[Opening RECORD SET section]
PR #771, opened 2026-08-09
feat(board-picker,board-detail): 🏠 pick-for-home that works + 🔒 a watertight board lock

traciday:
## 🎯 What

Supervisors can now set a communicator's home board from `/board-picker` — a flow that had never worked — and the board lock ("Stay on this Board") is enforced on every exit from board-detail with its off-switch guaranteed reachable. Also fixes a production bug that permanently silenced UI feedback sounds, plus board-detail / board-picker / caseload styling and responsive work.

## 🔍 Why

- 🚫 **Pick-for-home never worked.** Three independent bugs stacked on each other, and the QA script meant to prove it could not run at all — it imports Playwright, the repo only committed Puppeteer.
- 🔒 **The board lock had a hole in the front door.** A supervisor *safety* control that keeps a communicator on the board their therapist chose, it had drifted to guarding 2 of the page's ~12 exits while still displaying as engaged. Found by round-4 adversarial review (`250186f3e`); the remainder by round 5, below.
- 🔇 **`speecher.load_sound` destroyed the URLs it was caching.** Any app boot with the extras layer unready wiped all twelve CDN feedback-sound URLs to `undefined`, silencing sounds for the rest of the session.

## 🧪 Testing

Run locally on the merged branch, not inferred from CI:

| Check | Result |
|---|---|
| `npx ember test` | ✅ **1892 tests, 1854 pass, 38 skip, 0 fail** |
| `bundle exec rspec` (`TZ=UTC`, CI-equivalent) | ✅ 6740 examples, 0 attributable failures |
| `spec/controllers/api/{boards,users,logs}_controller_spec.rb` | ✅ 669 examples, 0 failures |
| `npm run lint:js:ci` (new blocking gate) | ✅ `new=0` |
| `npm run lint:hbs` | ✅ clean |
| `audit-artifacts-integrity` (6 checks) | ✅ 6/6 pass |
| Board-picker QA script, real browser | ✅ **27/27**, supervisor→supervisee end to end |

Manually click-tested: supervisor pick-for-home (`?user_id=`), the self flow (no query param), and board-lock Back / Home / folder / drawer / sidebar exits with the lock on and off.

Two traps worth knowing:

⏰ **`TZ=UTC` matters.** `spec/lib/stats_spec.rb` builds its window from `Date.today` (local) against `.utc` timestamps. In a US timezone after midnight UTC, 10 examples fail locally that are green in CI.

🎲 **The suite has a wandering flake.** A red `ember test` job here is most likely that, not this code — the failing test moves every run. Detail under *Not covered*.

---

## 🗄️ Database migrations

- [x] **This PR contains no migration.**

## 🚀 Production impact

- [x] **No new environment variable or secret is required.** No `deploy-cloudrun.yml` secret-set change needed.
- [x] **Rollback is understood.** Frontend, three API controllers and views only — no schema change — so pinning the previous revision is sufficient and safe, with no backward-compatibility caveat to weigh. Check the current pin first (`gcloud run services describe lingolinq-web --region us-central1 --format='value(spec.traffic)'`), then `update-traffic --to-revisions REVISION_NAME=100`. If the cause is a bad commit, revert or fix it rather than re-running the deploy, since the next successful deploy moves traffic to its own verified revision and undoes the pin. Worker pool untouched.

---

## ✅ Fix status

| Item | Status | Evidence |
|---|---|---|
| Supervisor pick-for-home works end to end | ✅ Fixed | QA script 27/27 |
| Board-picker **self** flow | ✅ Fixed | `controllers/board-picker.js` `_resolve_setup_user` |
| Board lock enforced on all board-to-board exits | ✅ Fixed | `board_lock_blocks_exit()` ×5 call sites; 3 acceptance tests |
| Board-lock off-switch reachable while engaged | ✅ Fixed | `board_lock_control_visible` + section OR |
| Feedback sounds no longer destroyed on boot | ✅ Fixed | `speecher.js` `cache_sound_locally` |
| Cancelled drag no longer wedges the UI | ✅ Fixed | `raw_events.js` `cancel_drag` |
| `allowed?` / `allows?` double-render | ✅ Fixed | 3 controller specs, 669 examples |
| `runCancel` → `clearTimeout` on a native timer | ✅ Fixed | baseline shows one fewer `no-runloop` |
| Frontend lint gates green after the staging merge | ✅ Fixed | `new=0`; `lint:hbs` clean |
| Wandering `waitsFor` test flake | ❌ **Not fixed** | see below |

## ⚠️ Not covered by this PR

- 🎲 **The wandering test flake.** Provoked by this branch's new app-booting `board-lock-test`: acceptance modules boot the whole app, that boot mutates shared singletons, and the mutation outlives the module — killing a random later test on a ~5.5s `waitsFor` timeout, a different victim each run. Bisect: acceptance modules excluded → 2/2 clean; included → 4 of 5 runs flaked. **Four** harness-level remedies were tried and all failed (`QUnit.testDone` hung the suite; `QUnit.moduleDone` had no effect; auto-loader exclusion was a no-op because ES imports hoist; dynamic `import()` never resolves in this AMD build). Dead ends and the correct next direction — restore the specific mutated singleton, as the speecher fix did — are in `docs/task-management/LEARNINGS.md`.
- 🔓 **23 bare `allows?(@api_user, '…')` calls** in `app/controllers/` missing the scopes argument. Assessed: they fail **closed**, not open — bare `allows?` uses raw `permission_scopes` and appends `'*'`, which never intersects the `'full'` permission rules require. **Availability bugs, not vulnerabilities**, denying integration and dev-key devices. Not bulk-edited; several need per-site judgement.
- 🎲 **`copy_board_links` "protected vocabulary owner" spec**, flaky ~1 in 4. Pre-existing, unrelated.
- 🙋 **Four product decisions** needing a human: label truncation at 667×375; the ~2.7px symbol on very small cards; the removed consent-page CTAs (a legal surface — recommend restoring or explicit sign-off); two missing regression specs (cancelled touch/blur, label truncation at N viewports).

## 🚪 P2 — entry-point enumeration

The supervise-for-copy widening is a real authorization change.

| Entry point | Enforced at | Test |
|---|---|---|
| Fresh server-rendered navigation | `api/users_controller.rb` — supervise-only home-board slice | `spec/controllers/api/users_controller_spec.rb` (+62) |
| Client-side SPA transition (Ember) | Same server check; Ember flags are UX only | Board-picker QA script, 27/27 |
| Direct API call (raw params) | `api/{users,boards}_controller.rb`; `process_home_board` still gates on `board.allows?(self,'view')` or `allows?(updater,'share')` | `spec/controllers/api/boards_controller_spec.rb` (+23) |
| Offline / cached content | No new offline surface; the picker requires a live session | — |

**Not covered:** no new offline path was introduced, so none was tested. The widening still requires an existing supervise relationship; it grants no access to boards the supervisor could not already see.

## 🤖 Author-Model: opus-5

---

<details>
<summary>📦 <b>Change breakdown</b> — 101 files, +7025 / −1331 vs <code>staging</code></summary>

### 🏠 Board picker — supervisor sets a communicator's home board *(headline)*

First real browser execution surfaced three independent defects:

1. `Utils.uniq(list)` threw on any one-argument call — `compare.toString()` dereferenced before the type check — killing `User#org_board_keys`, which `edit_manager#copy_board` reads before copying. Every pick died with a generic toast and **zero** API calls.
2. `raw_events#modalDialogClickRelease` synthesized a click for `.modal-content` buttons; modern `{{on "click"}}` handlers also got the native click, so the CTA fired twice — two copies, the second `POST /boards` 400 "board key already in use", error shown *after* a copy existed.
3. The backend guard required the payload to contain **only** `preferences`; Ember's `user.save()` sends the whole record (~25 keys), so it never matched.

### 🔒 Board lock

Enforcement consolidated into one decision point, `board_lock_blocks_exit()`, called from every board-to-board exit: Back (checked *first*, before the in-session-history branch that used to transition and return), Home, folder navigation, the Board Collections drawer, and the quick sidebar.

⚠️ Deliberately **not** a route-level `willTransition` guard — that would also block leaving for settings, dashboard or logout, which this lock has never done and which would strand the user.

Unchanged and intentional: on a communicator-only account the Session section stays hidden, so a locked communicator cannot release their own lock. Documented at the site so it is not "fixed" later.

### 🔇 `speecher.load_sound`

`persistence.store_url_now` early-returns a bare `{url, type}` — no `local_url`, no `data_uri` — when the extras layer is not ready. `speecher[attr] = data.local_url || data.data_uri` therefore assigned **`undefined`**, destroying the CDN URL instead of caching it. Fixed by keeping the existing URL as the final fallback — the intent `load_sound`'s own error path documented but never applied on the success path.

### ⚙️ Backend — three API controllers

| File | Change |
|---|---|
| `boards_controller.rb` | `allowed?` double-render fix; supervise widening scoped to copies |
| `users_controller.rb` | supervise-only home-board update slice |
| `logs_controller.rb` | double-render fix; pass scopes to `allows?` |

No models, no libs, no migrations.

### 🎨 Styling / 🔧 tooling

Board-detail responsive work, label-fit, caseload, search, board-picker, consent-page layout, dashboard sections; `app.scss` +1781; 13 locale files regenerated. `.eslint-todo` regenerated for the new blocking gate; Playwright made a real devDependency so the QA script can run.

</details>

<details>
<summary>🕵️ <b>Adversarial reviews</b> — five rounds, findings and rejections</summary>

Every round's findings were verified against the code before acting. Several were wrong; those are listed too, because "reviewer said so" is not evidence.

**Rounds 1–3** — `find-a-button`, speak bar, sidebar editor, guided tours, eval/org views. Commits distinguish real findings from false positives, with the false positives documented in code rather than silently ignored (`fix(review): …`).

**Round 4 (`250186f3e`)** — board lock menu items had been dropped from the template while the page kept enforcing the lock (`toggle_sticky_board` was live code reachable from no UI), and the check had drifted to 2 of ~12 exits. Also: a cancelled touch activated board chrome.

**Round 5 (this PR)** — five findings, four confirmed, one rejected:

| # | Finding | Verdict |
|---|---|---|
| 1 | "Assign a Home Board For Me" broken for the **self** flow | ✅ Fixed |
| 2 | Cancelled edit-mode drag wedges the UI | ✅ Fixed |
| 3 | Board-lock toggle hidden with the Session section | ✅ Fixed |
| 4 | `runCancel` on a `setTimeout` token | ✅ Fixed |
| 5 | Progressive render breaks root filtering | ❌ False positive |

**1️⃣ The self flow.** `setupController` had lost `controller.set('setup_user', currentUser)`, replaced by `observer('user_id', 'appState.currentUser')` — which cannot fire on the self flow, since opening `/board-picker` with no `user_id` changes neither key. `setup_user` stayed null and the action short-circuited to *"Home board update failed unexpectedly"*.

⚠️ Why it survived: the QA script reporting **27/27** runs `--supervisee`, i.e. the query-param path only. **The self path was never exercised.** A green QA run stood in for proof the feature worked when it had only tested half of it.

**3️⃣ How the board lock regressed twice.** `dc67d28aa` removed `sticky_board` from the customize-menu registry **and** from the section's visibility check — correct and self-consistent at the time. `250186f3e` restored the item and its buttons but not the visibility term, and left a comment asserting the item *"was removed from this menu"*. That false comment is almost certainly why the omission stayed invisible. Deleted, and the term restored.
[Closing RECORD SET section]
[Opening RECORD SET section]
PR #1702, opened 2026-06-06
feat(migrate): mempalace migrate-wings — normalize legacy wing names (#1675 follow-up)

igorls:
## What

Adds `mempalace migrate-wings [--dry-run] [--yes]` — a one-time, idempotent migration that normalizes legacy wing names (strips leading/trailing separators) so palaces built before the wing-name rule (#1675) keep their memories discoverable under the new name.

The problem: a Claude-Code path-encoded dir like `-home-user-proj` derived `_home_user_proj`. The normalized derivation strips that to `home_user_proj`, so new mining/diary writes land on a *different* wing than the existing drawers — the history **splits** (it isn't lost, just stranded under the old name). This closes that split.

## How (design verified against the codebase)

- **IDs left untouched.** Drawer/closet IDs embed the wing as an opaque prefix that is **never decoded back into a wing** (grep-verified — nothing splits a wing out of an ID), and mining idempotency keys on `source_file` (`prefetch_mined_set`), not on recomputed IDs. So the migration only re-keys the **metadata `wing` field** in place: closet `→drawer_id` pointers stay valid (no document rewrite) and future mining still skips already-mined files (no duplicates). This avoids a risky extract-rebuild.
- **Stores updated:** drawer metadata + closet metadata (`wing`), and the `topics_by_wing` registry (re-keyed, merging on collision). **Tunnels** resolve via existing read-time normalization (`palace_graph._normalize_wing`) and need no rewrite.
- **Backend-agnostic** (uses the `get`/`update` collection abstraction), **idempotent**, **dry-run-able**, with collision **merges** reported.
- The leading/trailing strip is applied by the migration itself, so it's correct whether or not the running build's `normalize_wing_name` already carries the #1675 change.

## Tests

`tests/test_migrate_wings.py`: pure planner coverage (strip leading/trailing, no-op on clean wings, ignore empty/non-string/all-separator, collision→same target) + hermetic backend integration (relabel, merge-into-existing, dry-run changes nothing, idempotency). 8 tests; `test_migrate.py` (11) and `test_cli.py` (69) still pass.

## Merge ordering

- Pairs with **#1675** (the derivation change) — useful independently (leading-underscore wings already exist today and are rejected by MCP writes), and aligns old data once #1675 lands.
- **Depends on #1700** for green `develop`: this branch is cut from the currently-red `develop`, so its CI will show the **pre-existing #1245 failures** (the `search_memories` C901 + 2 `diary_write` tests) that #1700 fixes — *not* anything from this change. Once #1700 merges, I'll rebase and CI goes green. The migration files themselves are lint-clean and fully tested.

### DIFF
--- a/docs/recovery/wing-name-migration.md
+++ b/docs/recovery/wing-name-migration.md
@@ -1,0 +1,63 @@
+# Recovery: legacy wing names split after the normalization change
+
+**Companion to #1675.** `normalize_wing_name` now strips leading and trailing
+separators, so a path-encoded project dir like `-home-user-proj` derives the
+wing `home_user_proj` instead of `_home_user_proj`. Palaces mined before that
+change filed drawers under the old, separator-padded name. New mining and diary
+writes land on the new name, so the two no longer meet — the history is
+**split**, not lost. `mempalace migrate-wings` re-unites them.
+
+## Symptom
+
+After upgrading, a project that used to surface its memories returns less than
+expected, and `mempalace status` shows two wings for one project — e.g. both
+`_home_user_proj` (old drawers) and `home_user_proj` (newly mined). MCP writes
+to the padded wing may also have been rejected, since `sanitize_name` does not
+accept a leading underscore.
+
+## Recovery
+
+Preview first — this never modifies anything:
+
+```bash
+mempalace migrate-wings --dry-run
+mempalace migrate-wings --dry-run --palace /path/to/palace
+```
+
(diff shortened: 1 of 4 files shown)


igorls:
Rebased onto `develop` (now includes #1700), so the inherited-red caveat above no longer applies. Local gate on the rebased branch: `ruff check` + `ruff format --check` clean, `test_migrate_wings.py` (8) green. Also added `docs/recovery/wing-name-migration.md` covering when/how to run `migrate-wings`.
[Closing RECORD SET section]
[Opening RECORD SET section]
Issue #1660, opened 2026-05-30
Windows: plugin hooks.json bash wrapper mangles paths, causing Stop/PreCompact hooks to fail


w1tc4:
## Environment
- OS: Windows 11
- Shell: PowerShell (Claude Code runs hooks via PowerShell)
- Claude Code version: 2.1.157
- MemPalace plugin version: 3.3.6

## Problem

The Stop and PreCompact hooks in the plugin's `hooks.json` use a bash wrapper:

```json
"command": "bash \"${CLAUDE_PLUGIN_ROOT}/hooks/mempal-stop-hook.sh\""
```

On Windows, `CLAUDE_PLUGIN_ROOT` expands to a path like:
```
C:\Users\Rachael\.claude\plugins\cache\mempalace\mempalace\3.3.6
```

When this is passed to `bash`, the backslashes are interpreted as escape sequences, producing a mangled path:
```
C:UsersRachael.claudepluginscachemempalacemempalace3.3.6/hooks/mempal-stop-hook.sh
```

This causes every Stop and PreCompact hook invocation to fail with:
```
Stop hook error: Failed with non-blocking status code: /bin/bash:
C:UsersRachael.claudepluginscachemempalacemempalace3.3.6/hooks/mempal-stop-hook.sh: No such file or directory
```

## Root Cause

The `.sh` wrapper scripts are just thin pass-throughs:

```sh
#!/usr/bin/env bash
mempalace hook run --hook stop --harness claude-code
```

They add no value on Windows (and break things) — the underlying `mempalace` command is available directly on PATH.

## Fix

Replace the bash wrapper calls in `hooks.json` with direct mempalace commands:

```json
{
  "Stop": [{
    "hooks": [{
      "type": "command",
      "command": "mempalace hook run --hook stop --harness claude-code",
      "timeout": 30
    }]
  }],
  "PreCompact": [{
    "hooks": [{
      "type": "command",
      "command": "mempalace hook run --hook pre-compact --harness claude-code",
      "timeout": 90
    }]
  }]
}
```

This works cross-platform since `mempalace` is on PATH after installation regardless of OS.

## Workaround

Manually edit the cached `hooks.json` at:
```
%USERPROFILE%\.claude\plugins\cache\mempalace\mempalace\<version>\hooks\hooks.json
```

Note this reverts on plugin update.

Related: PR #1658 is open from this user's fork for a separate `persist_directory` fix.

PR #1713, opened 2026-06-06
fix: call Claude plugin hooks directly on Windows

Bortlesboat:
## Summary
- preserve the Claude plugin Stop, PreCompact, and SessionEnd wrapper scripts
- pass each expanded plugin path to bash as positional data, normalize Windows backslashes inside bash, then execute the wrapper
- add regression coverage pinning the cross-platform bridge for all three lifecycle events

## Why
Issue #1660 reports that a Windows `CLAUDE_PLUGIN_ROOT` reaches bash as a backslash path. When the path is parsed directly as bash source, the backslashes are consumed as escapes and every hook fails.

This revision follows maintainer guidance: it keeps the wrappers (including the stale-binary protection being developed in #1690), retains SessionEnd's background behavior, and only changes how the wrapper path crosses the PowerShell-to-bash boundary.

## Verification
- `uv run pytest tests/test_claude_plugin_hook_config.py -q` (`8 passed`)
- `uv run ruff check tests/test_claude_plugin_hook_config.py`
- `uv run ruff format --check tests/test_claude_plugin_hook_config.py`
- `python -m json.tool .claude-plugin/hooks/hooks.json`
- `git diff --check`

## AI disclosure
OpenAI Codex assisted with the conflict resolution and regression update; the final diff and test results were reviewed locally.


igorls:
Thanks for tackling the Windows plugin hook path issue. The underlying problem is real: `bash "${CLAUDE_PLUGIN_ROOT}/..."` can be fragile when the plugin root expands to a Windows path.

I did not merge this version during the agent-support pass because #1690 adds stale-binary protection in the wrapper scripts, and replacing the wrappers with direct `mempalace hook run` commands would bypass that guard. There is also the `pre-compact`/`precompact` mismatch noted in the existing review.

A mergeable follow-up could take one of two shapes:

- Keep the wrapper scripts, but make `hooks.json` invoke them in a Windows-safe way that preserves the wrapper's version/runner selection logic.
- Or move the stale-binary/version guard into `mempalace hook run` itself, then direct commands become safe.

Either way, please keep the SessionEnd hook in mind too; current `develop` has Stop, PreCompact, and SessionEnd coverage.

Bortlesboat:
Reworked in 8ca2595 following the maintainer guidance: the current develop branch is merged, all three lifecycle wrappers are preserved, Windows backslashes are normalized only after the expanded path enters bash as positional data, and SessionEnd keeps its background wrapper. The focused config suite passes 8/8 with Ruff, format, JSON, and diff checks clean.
[Closing RECORD SET section]
## [TASK TO COMPLETE]
Starting with the line with "### 🏠 Board" above and going on through the line with "First real browser", transcribe every line exactly, both ends included, and add nothing.

## [SOLUTION]
### 🏠 Board picker — supervisor sets a communicator's home board *(headline)*

First real browser execution surfaced three independent defects:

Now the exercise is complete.